In that situation, people at many levels would be interested in using the data: the professionals who would act as coaches, the trainers helping individuals learn according to their needs, the chief human resource officer, and even the CEO who would want the partners to be sufficiently skilled in the tax code as a matter of strategy. But for a frontline role, it could be more basic and dependent just on the trainer.
What about within McGraw-Hill Education itself? How is learning science being applied there?
We now use our technologies in our induction process. We're a complicated organization with 5,000-odd people spread across many countries. Our culture is evolving. What we sell is changing. So, it's a beautiful environment to use as a test bed for adaptive learning. We use it to help newcomers to the organization become effective really quickly.

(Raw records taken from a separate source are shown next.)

Issue #302, opened 2024-01-04
🐛 Bug Report: Async and streaming Anthropic is not supported


nirga:
### Which component is this bug for?

Anthropic Instrumentation

### 📜 Description

Anthropic provides an async API as well as a sync API: 
https://github.com/anthropics/anthropic-sdk-python?tab=readme-ov-file#async-usage

Both should be supported as part of the instrumentation

### 👟 Reproduction steps

-

### 👍 Expected behavior

-

### 👎 Actual Behavior with Screenshots

-

### 📃 Provide any additional context for the Bug.

This can be supported similarily to our OpenAI instrumentation

### 👀 Have you spent some time to check if this bug has been raised before?

- [X] I checked and didn't find similar issue

### Are you willing to submit PR?

None

AromaticHydrocarbon:
Hello. Can I work on this issue?

nirga:
Sure @AromaticHydrocarbon!

PR #750, opened 2024-04-05
fix(anthropic): Async and streaming Anthropic  (#302)

AromaticHydrocarbon:

image
image
image

### DIFF
--- a/packages/opentelemetry-instrumentation-anthropic/opentelemetry/instrumentation/anthropic/__init__.py
+++ b/packages/opentelemetry-instrumentation-anthropic/opentelemetry/instrumentation/anthropic/__init__.py
@@ -16,6 +16,8 @@ from opentelemetry.instrumentation.utils import (
     unwrap,
 )
 
+from anthropic._streaming import Stream, AsyncStream
+
 from opentelemetry.semconv.ai import SpanAttributes, LLMRequestTypeValues
 from opentelemetry.instrumentation.anthropic.version import __version__
 
@@ -36,7 +38,37 @@ WRAPPED_METHODS = [
         "method": "create",
         "span_name": "anthropic.completion",
     },
+    {
+        "package": "anthropic.resources.messages",
+        "object": "Messages",
+        "method": "stream",
+        "span_name": "anthropic.completion.stream",
+    },
 ]
+WRAPPED_AMETHODS = [
+    {
+        "package": "anthropic.resources.completions",
+        "object": "AsyncCompletions",
+        "method": "create",
+        "span_name": "anthropic.completion",
+    },
+    {
+        "package": "anthropic.resources.messages",
+        "object": "AsyncMessages",
+        "method": "create",
+        "span_name": "anthropic.completion",
+    },
+    {
+        "package": "anthropic.resources.messages",
+        "object": "AsyncMessages",
+        "method": "stream",
+        "span_name": "anthropic.completion.stream",
+    },
+]
+
+
+def is_streaming_response(response):
+    return isinstance(response, Stream) or isinstance(response, AsyncStream)
 
 
 def should_send_prompts():
@@ -86,6 +118,7 @@ def _set_input_attributes(span, kwargs):
     _set_span_attribute(
         span, SpanAttributes.LLM_PRESENCE_PENALTY, kwargs.get("presence_penalty")
     )
+    _set_span_attribute(span, SpanAttributes.LLM_IS_STREAMING, kwargs.get("stream"))
 
     if should_send_prompts():
         if kwargs.get("prompt") is not None:
@@ -102,6 +135,22 @@ def _set_input_attributes(span, kwargs):
                 )
 
 
+def _set_completions(span, choices):
+    if not span.is_recording() or not choices:
+        return
+
+    try:
+        for choice in choices:
+            index = choice.get("index")
+            prefix = f"{SpanAttributes.LLM_COMPLETIONS}.{index}"
+            _set_span_attribute(
+                span, f"{prefix}.finish_reason", choice.get("finish_reason")
+            )
+            _set_span_attribute(span, f"{prefix}.content", choice.get("text"))
+    except Exception as e:
+        logger.warning("Failed to set completion attributes, error: %s", str(e))
+
+
 def _set_span_completions(span, response):
     index = 0
     prefix = f"{SpanAttributes.LLM_COMPLETIONS}.{index}"
@@ -115,6 +164,33 @@ def _set_span_completions(span, response):
                 f"{SpanAttributes.LLM_COMPLETIONS}.{i}.content",
                 content.text,
             )
+
+
+async def _set_token_usage_a(span, anthropic, request, response):
+    if not isinstance(response, dict):
+        response = response.__dict__
+
+    prompt_tokens = 0
+    if request.get("prompt"):
+        prompt_tokens = await anthropic.count_tokens(request.get("prompt"))
+    elif request.get("messages"):
+        prompt_tokens = sum(
+            [await anthropic.count_tokens(m.get("content")) for m in request.get("messages")]
+        )
+
+    completion_tokens = 0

Then we said, "Look, if we think this is so powerful for kids and students, why don't we make our products freely available for our own people and their children?" We've done that and usage rates are extraordinarily high. They know it works.
I've used it myself with my youngest son. When we moved to the States three years ago, he had to switch from the British school system to the American system. We used our learning software for math together. I did the high school math course alongside him as a competition, and it was a revelation: high school math is tough, I've got to say. We stopped the contest in 10th grade, but I continue to study polynomials where he now has a proficiency that I don't.
From a learning sciences perspective, do you see distinctions between knowledge mastery and application?
Yes, and there's a hierarchy. Some subjects require you to know a basic structure, but how to apply it is a separate subject.
A good example is learning a language. You have to know vocabulary and grammar with a high level of confidence in order to go forward. But knowledge of vocabulary and grammar is not sufficient to allow you to have a free-flowing conversation. This is where mastery learning becomes a bridge by reinforcing your confidence that you are competent, which makes you willing to try having a conversation.
In the workplace, learning science can support people in becoming more confident in their competence and thus more effective in their jobs.